Halkın oy ve desteğiyle seçilen milletvekillerin görevi sadece halka hizmet olmalıdır. İstediğini elde edip vekil olduktan sonra halkını unutma yerine daha çok hatırlamalı, halkın her istediğine koşmalıdır. Kendisine oy veren vermeyen, kendisini seven sevmeyen her vatandaşını kucaklamalı, onlara gereken ilgi ve teveccühü göstermekten geri kalmamalıdır. İyi bilinmelidir ki görevinizi hakkıyla yapmanın yolu eşit mesafede olmaktan geçer.
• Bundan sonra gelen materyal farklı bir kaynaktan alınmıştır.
PR #5781, opened 2024-08-30
jujutsu: support darwin guidelines for config placement

jkachmar:
### Description

backports changes from https://github.com/nix-community/home-manager/pull/5416 to the `release-24.05` branch.

#### Maintainer CC

@shikanime

### DIFF
--- a/modules/programs/jujutsu.nix
+++ b/modules/programs/jujutsu.nix
@@ -7,6 +7,11 @@ let
   cfg = config.programs.jujutsu;
   tomlFormat = pkgs.formats.toml { };
 
+  configDir = if pkgs.stdenv.isDarwin then
+    "Library/Application Support"
+  else
+    config.xdg.configHome;
+
 in {
   meta.maintainers = [ maintainers.shikanime ];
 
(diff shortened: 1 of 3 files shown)


shikanime (approved):

jkachmar:
how does merging work for `home-manager` anyway? @rycee merged the original PR, but the UI says we should be able to merge this with an approval from a maintainer.

rycee:
Thanks! Rebased to the 24.05 branch in 3288b74c61b9cc09dd2d10854f5876b10d9f9383.

puppe:
I appreciate this change in the grand scheme of things. With jj ignoring XDG_CONFIG_HOME, this is definitely the right thing to do. But as I already had a workaround in place by setting JJ_CONFIG, this just broke my setup. It took me embarassingly long to find the cause  (in part because I had forgotten about setting JJ_CONFIG).

Personally, I would have preferred if this would not have been backported. If this had come with the next release with an accompanying entry in the release notes, that would probably have saved me a lot of time. (I hope I do not sound too cranky. It is getting late in UTC+0200.)

rycee:
@puppe Sorry about the wasted time! I think you have a good point about this being a breaking change and it shouldn't have made it into the stable branch.

Maybe it still would have been valuable to bring into the stable branch but perhaps with a news entry conditioned on jujutsu being enabled, then you at least would be notified about the change.

In any case, I will keep this in mind for the future.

Halkını seven vekil, halkın desteğiyle seçildiğinin farkında olan vekil sadece seçim zamanlarında değil, diğer bütün zamanlarda ailesiyle geçirdiği zaman kadar hatta daha fazlasını halkıyla geçirmelidir. Sorun ve sıkıntıların çözümü sözde kalmamalı pratiğe dökülmelidir.
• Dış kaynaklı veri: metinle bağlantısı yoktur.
Issue #5310, opened 2024-04-20
Upgrade `programs.taskwarrior` to use `taskwarrior3`


cloudlena:
Currently, `programs.taskwarrior.package` defaults to `pkgs.taskwarrior`. A new version of Taskwarrior was released, so we should update the default to `pkgs.taskwarrior3`.

aktaboot:
since the `taskwarrior` package is still in nixpkgs and people might not have migrated yet, I think we should still keep it to `pkgs.taskwarrior`. It can easily be set manually to taskwarrior3.

I don't think a breaking change should be imposed on users without notice

cloudlena:
Thanks, @aktaboot. I see your point.

I'm not sure how this is handled usually. Would you just wait for some time and then change it later, or how would you proceed?

aktaboot:
Yes, eventually it will roll out, but really unsure when.

mdietrich16:
What about `services.taskwarrior-sync`? AFAIK (still a newbie to Nix) there is no option to explicitly set the used taskwarrior pkg to `taskwarrior3` instead of `taskwarrior`.

aktaboot:
@mdietrich16  for taskwarrior3, you can just set `programs.taskwarrior.package = pkgs.taskwarrior3;`
for the sync server module, I have a thing that I should upstream soon

PR #5782, opened 2024-08-30
taskwarrior: support taskwarrior3 migration

trueNAHO:
### Description

Support taskwarrior3 migration, following the approach in https://github.com/NixOS/nixpkgs/pull/303632 to avoid breaking changes.

Closes: https://github.com/nix-community/home-manager/issues/5310

### Checklist

    ```
    {component}: {description}

    {long description}
    ```

#### Maintainer CC

- `taskwarrior-sync.nix`
  - @minijackson
  - @pacien

- `taskwarrior.nix`
  - @Leixb
  - @x10an14

### DIFF
--- a/modules/programs/taskwarrior.nix
+++ b/modules/programs/taskwarrior.nix
@@ -85,7 +85,8 @@ in {
         '';
       };
 
-      package = mkPackageOption pkgs "taskwarrior" { };
+      package =
+        mkPackageOption pkgs "taskwarrior" { example = "pkgs.taskwarrior3"; };
     };
   };
 
--- a/modules/services/taskwarrior-sync.nix
+++ b/modules/services/taskwarrior-sync.nix
@@ -12,7 +12,8 @@ in {
   options.services.taskwarrior-sync = {
     enable = mkEnableOption "Taskwarrior periodic sync";
 
-    package = mkPackageOption pkgs "taskwarrior" { };
+    package =
+      mkPackageOption pkgs "taskwarrior" { example = "pkgs.taskwarrior3"; };
 
     frequency = mkOption {
       type = types.str;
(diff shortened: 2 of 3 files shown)


trueNAHO:
> The default package should perhaps be set to `taskwarrior3` for `stateVersion`s more recent than the current stable?

Users not already on taskwarrior3 receive the following warning:

```
trace: evaluation warning: taskwarrior was replaced by taskwarrior3, which requires manual transition from taskwarrior 2.6, read upstram's docs: https://taskwarrior.org/docs/upgrade-3/
```

Avoiding the breaking change of setting `pkgs.taskwarrior3` as the new default aligns with the approach in https://github.com/NixOS/nixpkgs/pull/303632. Until Nixpkgs hard deprecates taskwarrior2, we should follow their approach.

> This would be more consistent with what is being tested in the module test too.

Are you referring to the following:

```patch
diff --git a/tests/modules/programs/taskwarrior/taskwarrior.nix b/tests/modules/programs/taskwarrior/taskwarrior.nix
index f21198f5732b..ea6cde3a1316 100644
--- a/tests/modules/programs/taskwarrior/taskwarrior.nix
+++ b/tests/modules/programs/taskwarrior/taskwarrior.nix
@@ -16,6 +16,7 @@ with lib;
         include /my/stuff
         urgency.user.tag.test.coefficient=-42.42
       '';
+      package = pkgs.taskwarrior3;
     };

     test.stubs.taskwarrior = { };
```

I added this to verify that `pkgs.taskwarrior3` still exists if it ever gets replaced with `pkgs.taskwarrior` in the future. This makes it easier to spot when to revert this patch.

Leixb:
LGTM, I agree with following the nixpkgs approach.

I am not sure if setting a taskwarrior3 in the test is a good idea. In my opinion, it's better to ensure that the default option is valid than checking that the example option is.

rycee:
Thanks! I've adjusted for the previously merged taskwarrior-sync PR and merged this PR to master now 🙂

Bir gün sahabe-i kiram HZ. Muhammed(s.a.v)’in huzurunda toplanmış oturuyorlardı: tasadüfen sağ tarafta çok küçük yaşta olan Abdullah bin Abbas oturuyor, sol tarafta anlı şanlı büyük sahabeler oturuyordu, bir yerden süt geldi, Allah resulü biraz Abdullah bin Abbas’a verdi, Büyük sahabeyi gözeterek sağ taraftan vermeyi bırakmamıştı, sonuçta topluluktakilere ancak sırası geldikçe süt verilirdi. (buhari)

Vekil halkın vekili olduğu için kendi nefsinden çok halkını düşünmelidir. Sadece nefsini düşünürse bu sefer halkın değil nefsin vekili olmuş olur. Bir vekil servetine servet katmak için ihale düşünmemeli, kendi yakınlarına, dostlarına ayrı bir muamele göstermemeli, akrabalarını belli bir yere getirtmek için başkalarının önünü kesmemeli, kamu kurum ve kuruluşlardaki çalışan memur yâda hizmetli kendi şahsi menfaatine ters düştüğü için görevleri değiştirilip sürgün edilmemelidirler, ancak halkın menfaatine ters düşerlerse görevlerini hakkıyla yapmazlarsa sürgün edilmelidirler. Hangi kurumda olursa olsun hangi partiye oy verirse versin, görevini layıkıyla yerine getirdiği, işinin hakkını verdiği sürece ona dokunulmamalıdır. Bir vekilin yakını nasıl dört gözle atamasını bekliyor, umutlanıyorsa diğer sıradan vatandaşların da umutlanmasının önündeki engeller kaldırılmalıdır. Her hangi bir kurumda çalışan bir hizmetli yâda bir memur vekilin yakınıdır diye müdürlük yâda genel müdürlük görevine terfi edilmemelidir. Bu bir kul hakkıdır sorumluluğu ağırdır. Bunu böyle bilmenizi isterim

Bedir savaşında diğer esirlerle birlikte peygamberimizin amcası Abbas ta esir edilip getirilmişti. Esirler fidye parası vermesi karşılığında serbest bırakılıyordu. Bazı iyi niyetli ensar, Abbas’ın HZ. peygambere akrabalığından dolayı: ’ey Allah’ın resulü izin verin amcanız Abbas’ın fidyesini bağışlayalım. ’dediler. Bunun Allah resulü (s.a.v) hayır bir dirhem bile bağışlamayın .’’ diye buyurdu.(buhari)

Milletvekillerin derdi ve işi sadece millete hizmet olmalı, sen bendensin beriye gel. Sen öbüründensin ileriye git mantığıyla hareket etmemelidirler. Şehrin bütün halklarını samimi bir şekilde kucaklamalıdırlar. Allah’a emanet olun.